Urban wildlife

Urban wildlife is wildlife that can inhabit urban/suburban environments or densely populated human settlements, such as towns and urban parks.

Some urban wildlife, such as house mice, are synanthropic, or ecologically associated with and even evolved to become entirely dependent on human habitats. For instance, the range of many synanthropic species is expanded to latitudes at which they could not survive the winter outside of the shelterings provided by human settlements.

Other species simply tolerate cohabiting around humans and use the remaining urban forests, parklands, green spaces and garden/street vegetations as niche habitats, in some cases gradually becoming sufficiently accustomed around humans to also become synanthropic over time. These species represent a minority of the natural creatures that would normally inhabit an area, and contain a large proportions of feral and introduced species as opposed to truly native species. For example, a 2014 compilation of studies (which were biased towards work in Europe, with very few studies from south and southeast Asia) found that only 8% of native bird and 25% of native plant species were present in urban areas compared with estimates of non-urban density of species.

Urban wildlife can be found at any latitude that supports human dwellings. The list of animals that will venture into urbanized human settlements to forage on horticultures or to scavenge from trash runs from monkeys in the tropics to polar bears in the Arctic.

Different types of urban areas support different kinds of wildlife. One general feature of bird species that adapt well to urban environments is they tend to be the species with bigger brains, perhaps allowing them to be more behaviorally adaptable to the more volatile urban environment. Arthropods (insects, spiders and millipedes), gastropods (land snails and slugs), various worms and some reptiles (e.g. house geckos) can also thrive well in the niches of human settlements.

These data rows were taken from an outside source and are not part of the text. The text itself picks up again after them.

Issue #535, opened 2017-11-22
Develop example of a tri-state toggle button


mcking65:
The ARIA 1.1 specification refers readers to ARIA Practices for examples of toggle buttons that have `aria-pressed="mixed"`. Develop an example of this and ensure appropriate guidance is present in the button pattern.

kleinfreund:
Hey, I’d like to work on this. I have a few questions.

The examples on [Button Examples](http://w3c.github.io/aria-practices/examples/button/button.html) are not organized well. I would like to separate the example JS/CSS into their own directories (i.e. `button/`, `toggle-button-twostate/` and `toggle-button-tristate/`. If this is something you want, should it be done in a separate pull request? If so, I would prefer to do that first, because it would allow me to write some generic button styles that the specific examples can reuse.

Also, I wonder what the correct spelling of *tristate*/*tri-state* is. The spec language uses `tristate` when they refer to the *value type* ([reference](https://w3c.github.io/aria/aria/aria.html#valuetype_tristate)). However, in natural language, I believe it should be *tri-state* (and *two-state* respectively).

I’m also having a hard time figuring out what a good example might be for a *tri-state toggle button*. My concept looks like this:

---

A sound control with the following elements:

- A main button, labelled "Sound"
- Two additional buttons "Audio" and "Vibration"

The main button is the one that can exists in three states ("true", "false" and "mixed"). Toggling it cycles through the two usual states of a toggle button, "true" and "false". Whenever the main button is toggled, the dependant buttons receive the same state (e.g. turning off "Sound" also turns of "Audio" and "Vibration").

The dependant buttons are able to bring the main button in the "mixed" state. This happens whenever the dependant buttons don’t share the same state. Otherwise, the main button will receive the shared state of the dependant buttons.

---

What do you think? Originally, I thought I could implement the tri-state buttons that are commonly used for phones’ audio control: Tapping the button cycles through the modes "Sound", "Vibration" and "Silent". However, the specification doesn’t allow a toggle button to trigger the "mixed" state on itself ([reference](https://w3c.github.io/aria/aria/aria.html#aria-pressed)).

mcking65:
@kleinfreund commented:

> Hey, I’d like to work on this. I have a few questions.

Excellent! Thank you! And, thank you for raising your questions and proposal specifics here before working on a PR.

[...]

PR #609, opened 2018-02-21
Clean up button example code

kleinfreund:
*In preparation for developing examples for tri-state toggle buttons (see issue #535).*

This pull request addresses/changes the following:

- Fixes indentation issues in the markup
- Removing `type="text/javascript"` (some scripts have it, some don’t. I chose one.)
- Removed `/` in the meta charset tag (some examples have it, some don’t).

Please note: Due to indentation changes, the GitHub diff doesn’t show some changes. For example,I changed `<th>` to `<td>` elements when inside `<tbody>`. It may have been incorrect to do so.

### DIFF
--- a/examples/button/button.html
+++ b/examples/button/button.html
@@ -37,7 +37,7 @@
     <ul>
       <li><a href="../menu-button/menu-button-links.html">Navigation Menu Button</a>: A button that opens a menu of items that behave as links.</li>
       <li><a href="../menu-button/menu-button-actions.html">Action Menu Button Example Using <code>element.focus()</code></a>: A button that opens a menu of actions or commands where focus in the menu is managed using <code>element.focus()</code>.</li>
-      <li><a href="../menu-button/menu-button-actions-active-descendant.html">Action Menu Button Example Using <code>aria-activedescendant</code></a>: A button that opens a menu of actions or commands where focus in the menu is managed using aria-activedescendant.</li>
+      <li><a href="../menu-button/menu-button-actions-active-descendant.html">Action Menu Button Example Using <code>aria-activedescendant</code></a>: A button that opens a menu of actions or commands where focus in the menu is managed using <code>aria-activedescendant</code>.</li>
     </ul>
 
     <section>
@@ -73,11 +73,11 @@
         </thead>
         <tbody>
           <tr>
-            <td><kbd>Enter</kbd></td>
+            <th><kbd>Enter</kbd></th>
             <td>Activates the button.</td>
           </tr>
           <tr>
-            <td><kbd>Space</kbd></td>
+            <th><kbd>Space</kbd></th>
             <td>Activates the button.</td>
           </tr>
         </tbody>
--- a/examples/button/button.html
+++ b/examples/button/button.html
@@ -1,18 +1,19 @@
 <!DOCTYPE html>
 <html lang="en">
 <head>
-<meta charset="utf-8" />
-<title>Button Examples | WAI-ARIA Authoring Practices 1.1</title>
+  <meta charset="utf-8">
+  <title>Button Examples | WAI-ARIA Authoring Practices 1.1</title>
 
-<!--  Core js and css shared by all examples; do not modify when using this template. -->
-<link rel="stylesheet" href="https://www.w3.org/StyleSheets/TR/2016/base.css">
-<link rel="stylesheet" href="../css/core.css">
-<script src="../js/examples.js" type="text/javascript"></script>
-<script src="../js/highlight.pack.js"></script>
-<script src="../js/app.js"></script>
+  <!-- Core JS and CSS shared by all examples. Do not modify when using this template. -->
+  <link rel="stylesheet" href="https://www.w3.org/StyleSheets/TR/2016/base.css">
+  <link rel="stylesheet" href="../css/core.css">
+  <script src="../js/examples.js"></script>
+  <script src="../js/highlight.pack.js"></script>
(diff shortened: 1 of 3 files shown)


kleinfreund:
@mcking65 I did not consider that. Apologies. Ideally, I would have made two separate commits; one for whitespace, one for other changes. I will provide you with a list of changes that are hidden by whitespace changes. I will refer to lines by updated line numbers.

- line 4: Omitting slash in self-closing tag
- line 10, 16: Omitting `type="text/javascript"` in `script` tag.
- line 15: Moving `rel` attribute before the `href` attribute to match lines 8 and 9.
- line 76, 80: Replaced `th` tags with `td`. I will revert this change as per your review. I will have a look into the side-effect of having the `th` there overriding the `kbd` styles.

A single extra newline was added in the following lines: 47, 51, 60, 66, 89, 156, 171, 173, 175, 177 and 184.

A personal note: You’re not to blame for not being able to make out the changes. The diff does not provide any cue for some of the changes made inside of blocks that also change whitespace. Also, there isn’t a visual cue. One would have to read the actual contents in order to notice. In the future, I will try not to mix whitespace changes with other changes to avoid such issues.

Thank you for reviewing this.

kleinfreund:
I pushed two commits with the following changes:

- Reverted the change from the first commit where some `th` tags were incorrectly replaced with `td`.
- Wrapped an occurence of `aria-activedescendant` in a `code` tag
- The core CSS was changed so that `kbd` elements are always styled. Previously, the selector only targetted `kbd` elements that were not inside a table heading. Please note that I’m concerned about this change as there might be a good reason for the rule being as explicit as it was. From my stand point, it just stopped `kbd` elements from being styled in places where they should be.

mcking65:
Thank you for rebasing on latest! That always helps.

When multiple commits come from a fork, I squash when I merge ... no need to do it on your end.

I want to have a sightee or two review the core.css change before merging. The rest all looks good to me!

mcking65:
@jnurthen, would you please review the changes to core.css in commit e7c83a2cba94fd8bad2a90874018d4b3084693b9?

kleinfreund:
First of all, I agree with @sh0ji: A default styling should be applied to `kbd`, not `:not(th) > kbd`.

With a default styling for `kbd`, it seems odd to reset these for `th kbd`. It would be easy if `all: unset` could be used, but the support for that is lacking (e.g. not available in Edge or Safari). Instead, we would need to set almost all properties from the default styling to `initial`. That seems unnecessary. Also, I don’t think keeping the styles inside table headers makes the table too busy.

Anyway, should I just revert back to `:not(th) > kbd` (avoids unnecessarily overwriting styles) or keep the default styles for `kbd` and reset them explicitly for `th kbd`?

MichielBijl:
@sh0ji I changed that because the column is called “Key”. There’s no need for a visual cue to indicate these are keys.

sh0ji:
@MichielBijl You're absolutely right that the current selector is the shortest way of expressing "everywhere except X." I prefer a more verbose approach for two reasons:

1. It takes me longer to understand what `:not(th) > kbd` means compared to individual rules for `kbd`, and then another for `th > kbd`. It didn't take me too long to figure it out, but I can imagine someone less familiar with CSS spending significantly longer trying to understand it.
2. Keeping the specificity for root element styles as low as possible can help decrease the likelihood of future specificity errors.

"Base statement with low specificity -> override of base statement with higher specificity" is almost idiomatic of CSS.

kleinfreund:
> @kleinfreund why did you change background to background-color? Since we define new styles for the buttons it’s important to reset all old styles—this is exactly what happens when we use the shorthand background.

@MichielBijl I wasn’t aware that some user agents set other background properties than the color. Is that the case? I read that code as "set a background color", not "reset all background properties and set a background color". In fact, `background: <color>` resetting the other properties was the reason for that change. It seemed like an unintentional side-effect.

As for the selector, I agree with @sh0ji.

MichielBijl:
From the [CSS Backgrounds and Borders spec](https://www.w3.org/TR/css-backgrounds-3/):

> Given a valid declaration, for each layer the shorthand first sets the corresponding layer of each of background-image, background-position, background-size, background-repeat, background-origin, background-clip and background-attachment to that property’s initial value, then assigns any explicit values specified for this layer in the declaration. Finally background-color is set to the specified color, if any, else set to its initial value.

There’s a note with an example in the section I link to. 

---

As for the `kbd` thing, it's a core style with supplied with a comment meant to help the reader understand what it does. That piece of CSS is only used on the example pages—it's reader base is already pretty small I reckon. I really don't want to add more CSS to that than necessary. If you feel the current notation is unclear even with the provided comment we should address that comment.

When it comes down to specificity it doesn't really matter in this case—the specificity of the original selector is already really low and can easily be overwritten where necessary. Here's a [CodePen example that demonstrates the specificity](https://codepen.io/Michiel/pen/RyZyLW/).

kleinfreund:
> The reset is intentional. From the CSS Backgrounds and Borders spec:

I’m aware of the behavior and its intentions with regards to the specification. I was talking about the author perspective: Was it intentional resetting the background styles? Why? Presumably due to some user agents using background properties that are not `background-color`. I’m not sure there are any, but I can only check a few (Chrome, Firefox and Edge just have a color, nothing else). 

---

Regarding specificity, this is really not an issue in this project.

Thank you for reviewing this. I reckon much was discussed around a very small issue/non-issue without any big necessity. I will revert the changes to the CSS file tomorrow.

Issue #622, opened 2018-03-18
ARIA 1.1 Combobox examples have extraneous "null" entry in IE/Edge


patrickhlauke:
Both https://www.w3.org/TR/wai-aria-practices-1.1/examples/combobox/aria1.1pattern/listbox-combo.html and https://www.w3.org/TR/wai-aria-practices-1.1/examples/combobox/aria1.1pattern/grid-combo.html have an extra "null" at the start of the results in both IE and Edge (but not in Chrome, Firefox, etc)

![aria-combobox-edge-ie](https://user-images.githubusercontent.com/895831/37565101-94c599ee-2a9a-11e8-88e1-3766eb70cc99.png)

patrickhlauke:
```
<ul class="listbox" id="ex1-listbox" role="listbox" aria-labelledby="ex1-label">
null
<li class="result" id="result-item-0" role="option">Radish</li>
<li class="result" id="result-item-1" role="option">Rhubarb</li>
</ul>
```

mcking65:
@patrickhlauke, thank you very, very much for catching this bug and fixing it!

patrickhlauke:
no worries. a strange webcompat bug with IE/Edge there, though. may be worth scouring the repo for more ` ... = null` cases

PR #623, opened 2018-03-18
Fix combobox examples markup, fix IE/Edge "null" entry bug

patrickhlauke:
Closes https://github.com/w3c/aria-practices/issues/622


patrickhlauke:
(just force-pushed a cleaner solution to the "null" entry problem in IE/Edge)

mcking65:
@tatermelon, could you please review this?

Issue #579, opened 2018-01-22
Fix HTML Validation issues in layoutGrid


jnurthen:
Get following error:
"file:/home/travis/build/w3c/aria-practices/examples/grid/LayoutGrids.html":375.11-375.57: error: Bad value “true” for attribute “disabled” on element “button”.

mcking65:
Resolved with commit 31c7b7f and thanks to @fALKENdk.

PR #645, opened 2018-04-16
Fix html validation issues in layoutgrid #579

fALKENdk:
Fixed error "Bad value true for attribute disabled on element button." described in #579 
Fixed Nu HTML warnings "The type attribute is unnecessary for JavaScript resources."


mcking65:
@fALKENdk, thank you very much for this contribution!! Looks good.

PR #646, opened 2018-04-16
Escape html tags inside comments in examples

fALKENdk:
Right now when a HTML tag is used in a comment it is not escaped when the example is rendered by example.js
Causing a bug on http://w3c.github.io/aria-practices/examples/accordion/accordion.html where is renders to dl-elements in the example code.


mcking65:
@fALKENdk, thanks for the pr ... but this was addressed along with other issues in pr #653.

PR #653, opened 2018-04-20
Refactoring examples.js (Fixing indentation, various bug fixes)

kleinfreund:
This pull request refactors the [examples.js](https://github.com/w3c/aria-practices/blob/master/examples/js/examples.js) script and addresses various issues:

- Fixed: The outer-most elements being indented by two extra spaces
- Fixed: Source code starting with unnecessary empty line
- Fixed: Indentation of multi-line text nodes (contents of `<body>` and `<script>` in particular)
- Fixed: Omission of closing tag for elements that had no child nodes (e.g. `<div role="separator">` wouldn’t be closed in the output). Closing tags are now omitted from void elements (see [HTML 5.3, The HTML syntax, Void elements](http://w3c.github.io/html/syntax.html#void-elements)) based on the actual tag name. Note: This doesn’t cover SVG elements like `<use>`.
- Fixed: Comments starting with `<--` instead of `<!--`
- Fixed: The characters `<` and `>` not being replaced with their respective HTML entities (supersedes #646).
- When attributes are wrapped, they are now aligned to the column of the first attribute. Previously, two spaces of indentation were missing.

I had a look at two thirds of the example pages to test whether this introduces some regressions. Apart from some examples that break due to other reasons, everything is looking good.

### DIFF
--- a/examples/js/examples.js
+++ b/examples/js/examples.js
@@ -5,7 +5,7 @@
 var aria = aria || {};
 
 /* ---------------------------------------------------------------- */
-/*                  ARIA Widget Namespace                        */
+/*                  ARIA Widget Namespace                           */
 /* ---------------------------------------------------------------- */
 
 aria.widget = aria.widget || {};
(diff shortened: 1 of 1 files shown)


jnurthen:
@kleinfreund You mentioned "Apart from some examples that break due to other reasons, everything is looking good." 
Did those examples break with the previous version too - or are they only broken with this one?

kleinfreund:
@jnurthen I was referring to examples that break due to problems unrelated to my changes. I haven't observed any examples breaking with the changes.

mcking65:
kleinfreund commented:

>I was referring to examples that break due to problems unrelated to my changes.

Which examples are the ones breaking due to problems unrelated to these changes? How are they breaking?

mcking65:
Just wondering ... why would we fix problems in the original HTML when displaying it? Seems like we should faithfully reproduce the HTML that is there. If the HTML needs to be cleaned up, that should be taken care of in the original source of the example before example.js comes along and displays it. So, for instance, why change `<--` to`<!--`? Why remove closing tags from voide elements?

kleinfreund:
> Just wondering ... why would we fix problems in the original HTML when displaying it?

The pull request doesn’t do that. It fixes problems with the algorithm that takes the example HTML and displays its markup in a code block.

For example, the [Modal Dialog Example](https://w3c.github.io/aria-practices/examples/dialog-modal/dialog.html#sc1_label) page.Note that in the source HTML, the comment is properly started with `<!--` but in the output, it’s `<--`.

> So, for instance, why change `<--` to `<!--`?

Because the algorithm handles comments wrong. It takes comment nodes’ content and displays them starting with `<--`. The algorithm is wrong, not the example code.

> Why remove closing tags from voide elements?

This is not an added feature. The algorithm did that before, but it incorrectly assumed that void elements are all elements that have no child nodes. This is wrong for `<div></div>`, but the algorithm would omit `</div>` in the ouput. Now, the algorithm bases this decision on the list of elements that are void per the specification.

> Which examples are the ones breaking due to problems unrelated to these changes? How are they breaking?

For example, the [Modal Dialog Example](https://w3c.github.io/aria-practices/examples/dialog-modal/dialog.html) is rendered differently than other example pages. The sidebar is a couple of pixels rendered off from the right screen border and the main column is more to the right than with the typical example pages. But again, those are issues that are not affected or dealt with by this pull request.

mcking65:
@kleinfreund, thank you! I am sometimes amazed at some of the things that go unnoticed for so long until another person comes along with fresh perspective. How, for example, did I never hear the missing `!` in the comment opening. Thank you for this great attention to detail.

I also was not aware that the formatting algorithm was removing closing tags from void elements. I think the format/display algorithm should reproduce the HTML as written so would happily accept another PR that removed that feature from the algorithm.

kleinfreund:
> I also was not aware that the formatting algorithm was removing closing tags from void elements. I think the format/display algorithm should reproduce the HTML as written so would happily accept another PR that removed that feature from the algorithm.

I haven’t evaluated this properly, but I think when I worked on that particular piece of code, I had a reason to *fix it* instead of *removing it*. I think I wasn’t able to tell by the node object that is being processed whether there was a closing tag or not in the source. So I think I had to make a choice: Remove it or don’t. I think the version in this pull request is *more correct* although it might not be perfect. I happily look into it again once work on this pull request is done.

kleinfreund:
> I think the format/display algorithm should reproduce the HTML as written so would happily accept another PR that removed that feature from the algorithm.

@mcking65 Coming back to this, with this pull request being merged, things are working like this: Nodes are being examined by looking at [`Node.childNodes`](https://developer.mozilla.org/en-US/docs/Web/API/Node/childNodes) and whatever is in that collection. The nodes in that collection don’t specifically carry the information whether their source has a closing tag. One could look at `node.outerHTML` and figure it out analytically.

I agree that it would be ideal to just *mirror* the content from the original example code without applying any stronger correcting logic. In this case, I don’t think any harm is done by leaving out the closing tags of void elements. If an example editor wrote `<input></input>`, the output will only have `<input>`. Only void HTML elements with an unneeded closing tag will be "corrected" and not contain that closing tag. Nothing will be added.

I don’t think the original HTML needs to replicated that strictly. What do you think? If you still want that, I’m able to implement it.

mcking65:
@kleinfreund, After more consideration, I agree with you; I think not including the closing tag on void elements even if present in the original source is an innocuous alteration. It  does not interfere with the purpose of the HTML source display. So, let's just leave as is.

PR #421, opened 2017-07-14
chore: add VNU checking

nschonni:
From the README:
> All HTML should validate in the NU HTML Validator. Exceptions to this rule are warnings and errors related to future ARIA features we need to implement.

Current errors are below, but may be related to current work
```console
"file:examples/landmarks/at.html":93.18-93.119: error: Bad value “80%” for attribute “width” on element “img”: Expected a digit but saw “%” instead.
"file:examples/landmarks/at.html":126.20-126.121: error: Bad value “80%” for attribute “width” on element “img”: Expected a digit but saw “%” instead.
"file:examples/landmarks/at.html":187.16-187.115: error: Bad value “80%” for attribute “width” on element “img”: Expected a digit but saw “%” instead.
"file:examples/landmarks/at.html":97.13-97.44: error: The “aria-labelledby” attribute must point to an element in the same document.
"file:examples/listbox/listbox.html":65.13-65.117: error: Bad value “” for attribute “aria-activedescendant” on element “ul”: An ID must not be the empty string.
"file:examples/listbox/listbox.html":124.13-130.42: error: Bad value “” for attribute “aria-activedescendant” on element “ul”: An ID must not be the empty string.
"file:examples/menu-button/menu-button-links.html":59.15-59.30: error: Bad value “none” for attribute “role” on element “li”.
"file:examples/menu-button/menu-button-links.html":64.15-64.30: error: Bad value “none” for attribute “role” on element “li”.
"file:examples/menu-button/menu-button-links.html":69.15-69.30: error: Bad value “none” for attribute “role” on element “li”.
"file:examples/menu-button/menu-button-links.html":74.15-74.30: error: Bad value “none” for attribute “role” on element “li”.
"file:examples/menu-button/menu-button-links.html":79.15-79.30: error: Bad value “none” for attribute “role” on element “li”.
"file:examples/menu-button/menu-button-links.html":84.15-84.30: error: Bad value “none” for attribute “role” on element “li”.
"file:examples/toolbar/toolbar.html":41.13-41.95: error: Attribute “aria-selected” not allowed on element “div” at this point.
```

Urban environments can exert novel selective pressures on organisms, sometimes leading to new adaptations. For example, the weed Crepis sancta, found in France, has two types of seed, heavy and fluffy. The heavy ones land near the parent plant, whereas the fluffy seeds float further away on the wind. In urban environments, seeds that float far often land on infertile concrete surfaces. Within about 5-12 generations the weed has been found to evolve to produce significantly more heavy seeds than its rural relatives. Among vertebrates, a case is urban great tits, which have been found to sing at a higher pitch than their rural relatives so that their songs stand out above the city noise, although this is probably a learned rather than evolved response. Urban silvereyes (an Australian bird) make contact calls that are higher frequency and slower than those of rural silvereyes. As it appears that contact calls are instinctual and not learnt, this has been suggested as evidence that urban silvereyes have undergone recent evolutionary adaptation so as to better communicate in noisy urban environments.

As a consequence of synurbization, animals that inhabit urban environments have differences in morphology, physiology and behavior when compared to animals that inhabit less urbanized areas. Hormone-mediated maternal effects are capable mechanisms of offspring phenotypic developmental modification. For instance, when female birds deposit androgens into their eggs, this affects many diverse aspects of offspring development and phenotype. Environmental factors that can influence the concentration of androgens in avian eggs include nest predation risk, breeding density, food abundance and parasite prevalence, all factors of which differ between urban and natural habitats. In a study that compared antibody and maternal hormone concentrations in eggs between an urban population and a forest population of European blackbirds, there were found to be clear differences in yolk androgen concentrations between the two populations. Although these differences cannot be attributed definitively (more studies have to be performed), they might result from different environments causing females to plastically adjust yolk androgens. Different yolk androgen levels are likely to program offspring phenotype.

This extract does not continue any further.